Here is the popular one, C.thalictroides, a submerged type.


----------



## biker (Sep 6, 2004)

This one has been recently identified as a varieties of C.thalictroides from Vietnam, which can grow very large leaves and keep submerged much longer than the former. I will say that this plant is the most delicate one of the genus.


----------



## biker (Sep 6, 2004)

The second one found in northern Taiwan, this one grows less feathery leaves than the first one, and the shape of its leaves changes more drastically than others in low temp.


----------



## biker (Sep 6, 2004)

A floating type of the second one


----------



## biker (Sep 6, 2004)

A close-up photo of its leaves In fact, this is my favorite.


----------



## biker (Sep 6, 2004)

The third one is also found in northern Taiwan. There are lots of rumors that C.cornuta can be found in Taiwan, while I don't think so, this rumored local species tends not to grow submergedly, and we can find many differences on its leaves (especially the growing point) from those of C.cornuta.
Although the aforesaid ones are all identified by our botanists as C.thalictroides I still doubt that the second type might be C.richardii because the feathery leaves growing just like those of C.richardii. Unfortunately I cannot prove it because I don't have a microscope to observe its spores.


----------



## biker (Sep 6, 2004)

This is the real C.cornuta, a floating type.


----------



## biker (Sep 6, 2004)

A close-up photo of its leaves


----------



## biker (Sep 6, 2004)

Possibly the only floating species of the genus, C.pteridoides.
There are 4 to 6 species of the genus according to old literatures, so I think C.richardii and C.froesii could be the ones I have to search for.


----------



## HeyPK (Jan 23, 2004)

This is an old picture, taken in 1969 and digitized by taking a picture of the original slide with my digital camera. This is only part of the slide image. 
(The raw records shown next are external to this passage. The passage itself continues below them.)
PR #4765, opened 2026-08-15
Fix Bybit open-only reports missing closed orders

### LINKED ISSUE #4730: Bybit: open-only consistency check can never resolve a lost cancel ack — realtime query omits openOnly, so terminal reports never arrive
## Confirmation

- [x] I've reviewed the source code (Python adapter and `crates/adapters/bybit/src/http/client.rs`) to confirm the behavior is not by design.
- [x] I've confirmed the code path is unchanged at v1.231.0 and on `develop`.

## Expected behavior

`LiveExecutionEngine._check_orders_consistency` in `open_check_open_only=True` mode applies real reports and deliberately refuses to act on absence — its own comment anticipates that the venue "may include recent closed orders with open query", which is what lets a cache-open order that the venue has actually closed heal from a **positive** terminal report (`_reconcile_order_reports`: `report.is_open != cache_open` → reconcile).

For that design to function on Bybit, the open-only report query needs to include recently closed orders.

## Actual behavior

For Bybit it never does. `request_order_status_reports(open_only=true)` (Rust, `crates/adapters/bybit/src/http/client.rs`, the `if open_only` branch) builds `BybitOpenOrdersParams` **without setting `open_only`**, and `/v5/order/realtime` with no `openOnly` param returns genuinely open orders only. Verified against the live venue (linear, UTA):

| query | result |
| --- | --- |
| `/v5/order/realtime` (no `openOnly` — what the client sends) | open orders only (`New`) |
| `openOnly=1` (`BybitOpenOnly::ClosedRecent` — exists in the codebase, unused here) | recent closed orders: `Cancelled`/`Filled`, observed spanning ~30h |
| `/v5/order/history` with `startTime` (what the `open_only=false` branch queries) | same terminal reports, bounded |

Consequence: an order stuck in `PENDING_CANCEL` because the cancel's ack was lost (transient WebSocket/API disruption — the cancel *succeeded* venue-side) produces **no report**, the open_only mode correctly refuses to resolve on absence, and the order is stuck until process restart. The venue holds the real `Cancelled` report the whole time — the check just never asks a question that returns it.

Production observation (live Bybit linear market maker, `inflight_check_interval_ms=0` due to #4655-class hazards): three such lost-ack episodes in four days, the worst leaving both quote sides held for 3.5 hours while `/v5/order/realtime?openOnly=1` had the `Cancelled` report available within one minute of the wedge starting.

## Suggested fix

In the Bybit client's `open_only=true` path, additionally query `ClosedRecent` (or reuse the bounded history leg the `open_only=false` branch already implements, honoring the command's `start`) and merge — so the engine's open_only mode receives positive terminal reports while its refuse-on-absence semantics stay untouched. We are running a vendored one-argument patch to this effect (routing the consistency check through the `open_only=false` query path) and the engine machinery downstream (`_reconcile_order_reports` + the `open_check_threshold_ms` recent-activity race guard) handles the widened report set as designed.

## Steps to reproduce

1. Live Bybit node, `open_check_interval_secs` set, `open_check_open_only=True` (default).
2. Get an order into `PENDING_CANCEL` whose venue-side cancel succeeded but whose ack never arrived (e.g. drop the private WS during a cancel burst).
3. Observe each consistency cycle: reports contain only open orders, the stuck order appears in the "not in venue's current response" DEBUG list, and the check returns without resolving — indefinitely.

## Specifications

- OS platform: Linux
- Python version: 3.12
- `nautilus_trader` version: 1.227.0 (verified unchanged at v1.231.0 and `develop`)
- Installed from: PyPI wheel
- Adapter/venue: Bybit (linear perpetuals, UTA)

NoiceHax:
# Pull Request

  and, if I used AI,
- [ ] This change is complete, locally validated, and ready for review, or a maintainer requested
  this draft
- [ ] I ran all relevant tests locally, no tests apply to this change, or I described an agreed
  limitation below

## Summary

The `open_only` branch of `request_order_status_reports` built `BybitOpenOrdersParams` without setting `open_only`, and `/v5/order/realtime` with no `openOnly` parameter returns genuinely open orders only. An order the venue had already cancelled, rejected or filled therefore produced no report at all. The live open-order consistency check resolves a stale cache entry from a positive terminal report and on purpose does not act on absence, so an order left in `PENDING_CANCEL` by a lost cancel ack could never heal, even though the venue held the `Cancelled` report the whole time.

The branch now makes a second pass with `openOnly=1` (`BybitOpenOnly::ClosedRecent`) for each order filter. The `seen_ids` set already in the branch drops orders that come back in both passes, and the `remaining_limit` bookkeeping still caps the total. Nothing in the engine changes. The Bybit execution client passes no limit and post-filters reports on `start`, so the widened set stays bounded by `open_check_lookback_mins`.

One judgement call worth flagging. This doubles the realtime calls per open check, from 2 to 4 for a single settle coin and from 4 to 8 for LINEAR without a symbol. The reporter is running a vendored patch that instead routes the consistency check through the `open_only=false` path, which already queries `/v5/order/history` with a bounded `start` and adds no realtime calls. I picked the in-branch `ClosedRecent` pass because it is the smaller change, stays inside the adapter, and leaves the engine alone, but the other shape is defensible and I am happy to switch if you prefer it.

## Related issues/PRs

Closes #4730

## Type of change

- [x] Bug fix (non-breaking)
- [ ] Documentation update
- [ ] Maintenance / chore

Not applicable.

## Documentation

The only doc change is three lines of rustdoc on `BybitHttpClient::request_order_status_reports`. The PyO3 wrapper `py_request_order_status_reports` and its stub are untouched, so no stub regeneration applies.

## Testing

`test_request_order_status_reports_open_only_includes_recently_closed` adds a mock router whose `/v5/order/realtime` handler serves a `Cancelled` order only when `openOnly=1` is present, matching the venue. It checks the terminal report comes back, that the open order returned by both passes appears exactly once, and that four realtime calls were made. Two existing tests had their hard-coded realtime query counts moved from 4 to 8 for the extra pass. Their report counts are unchanged because the shared handler returns the same orders for both passes and they are deduplicated.

Limitation, stated up front: I could not run anything locally. The machine I prepared this on has no Rust toolchain and no C toolchain, so `make format`, `make pre-commit`, and `cargo nextest run -p nautilus-bybit --test http` were all skipped. I reviewed the change by hand against the sibling `open_only=false` branch, which uses the same borrow pattern over `order_filters`, and against `get_open_orders`, which already calls `open_only` on this builder, but I have not seen it compile or the new test go green. Please treat CI as the first real signal here, and tell me if you would rather I hold this until I can validate it locally.

I used AI assistance while preparing this change.

### DIFF
--- a/crates/adapters/bybit/src/http/client.rs
+++ b/crates/adapters/bybit/src/http/client.rs
@@ -4223,6 +4223,10 @@ impl BybitHttpClient {
     ///
     /// Orders for instruments not currently loaded in cache will be skipped.
     ///
+    /// When `open_only` is true the realtime endpoint is queried twice per order filter,
+    /// once for currently open orders and once for recently closed orders, so terminal
+    /// reports are included.
+    ///
     /// # Errors
     ///
     /// Returns an error if:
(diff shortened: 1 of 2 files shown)


cjdsellers:
Hi @NoiceHax,

Thanks for the PR, and for the write-up. The diagnosis matches what the code does, and keeping this inside the adapter is the right call.

## Bounding the closed pass

The `ClosedRecent` pass follows `nextPageCursor` until it comes back empty, and the execution client always passes `limit: None`, so nothing caps it. On an active account that's tens of extra realtime calls per open check, against a single global 10 req/s quota shared by all Bybit REST.

Those pages get discarded anyway, since `generate_order_status_reports` re-filters on `cmd.start`. Capping the closed pass at a single page keeps the healing behavior at the cost you intended.

**Two smaller follow-ups:**

- The doc comment should mention that `start` and `end` don't constrain the closed pass. It didn't matter when the branch only returned open orders, but the method is public and exposed through PyO3.
- The test handler comment says the venue echoes the still-open order back under `openOnly=1`. It returns closed records only, which is what the table in #4730 shows too. Keep the dedup coverage, just reword it.

## Before the next push

A green `pre-commit` is the minimum bar for review here. It's currently failing on `cargo fmt` over one hunk in `crates/adapters/bybit/tests/http.rs`, which gates the Rust test job, so there's no test signal on this yet.

Run `make format`, then `make pre-commit`, then `cargo nextest run -p nautilus-bybit --test http` for this change. That does mean getting a Rust toolchain up on your side, which is worth doing before the next push.

NoiceHax:
Addressed all the points.

The closed pass now stops after the first page per order filter, so the realtime calls stay bounded instead of following nextPageCursor to the end. The doc comment on request_order_status_reports now notes that start and end don't constrain the closed pass. The test handler comment is reworded: the venue returns closed records only, and the open order is kept in the response to keep the dedup coverage.

The cargo fmt hunk in tests/http.rs is fixed as well.

I still don't have a Rust toolchain on this machine, so I couldn't run make pre-commit or the http tests locally. Treating CI as the first real signal again.

cjdsellers (approved):
Hi @NoiceHax,

Thanks for addressing all three points.

This looks good from my side. I ran the checks from my earlier message against your latest push locally and they all pass. Once CI confirms, I'll merge this.

cjdsellers:
@NoiceHax, the latest push is green apart from the `Check generated file drift` step. The new doc comment on `request_order_status_reports` gets synced into the generated PyO3 wrapper and stubs, so the branch just needs a regeneration pass. Run `make py-stubs` from the repository root and commit the result; in CI it adds the five-line paragraph to `crates/adapters/bybit/src/python/http.rs`.

This should be the last thing needed for this PR to be merged.

cjdsellers:
Hi @NoiceHax,

I completed and landed the PR. The `ClosedRecent` second pass is as you wrote it, including the one-page cap. I regenerated the PyO3 rustdoc so the new comment syncs into the wrapper, tightened that comment a little, and had the mock return a closed-page cursor so the request-count assertion covers the one-page stop.

I also ran live mainnet smoke on the open-only reporter and the 60-minute open-check lookback. Recently cancelled orders came back as terminal reports, and the ones inside the lookback window are what the consistency check would use to heal a stale `PENDING_CANCEL`.

I credited you in the release notes, thanks again!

Enough apologizing for the quality of the picture. This is a Ceratopteris variety I had at the time with large leaves that had only a few incisions. Unlike Biker's picture of C. pteridoides, this plant did not develop swollen petioles. It is similar to Biker's plant in that it has large leaves that are not deeply divided and that it prefers to grow floating. My plant was different in that the leaf edges were rounded and the petioles were not swollen.


----------